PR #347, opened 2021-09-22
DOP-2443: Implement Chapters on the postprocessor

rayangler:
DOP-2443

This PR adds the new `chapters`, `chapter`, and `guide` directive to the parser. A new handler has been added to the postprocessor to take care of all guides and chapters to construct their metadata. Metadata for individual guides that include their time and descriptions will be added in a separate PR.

··········

> **Task brief**:
Every line of the material is to be transcribed exactly.

> **Task response**:
PR #347, opened 2021-09-22
DOP-2443: Implement Chapters on the postprocessor

rayangler:
DOP-2443

This PR adds the new `chapters`, `chapter`, and `guide` directive to the parser. A new handler has been added to the postprocessor to take care of all guides and chapters to construct their metadata. Metadata for individual guides that include their time and descriptions will be added in a separate PR.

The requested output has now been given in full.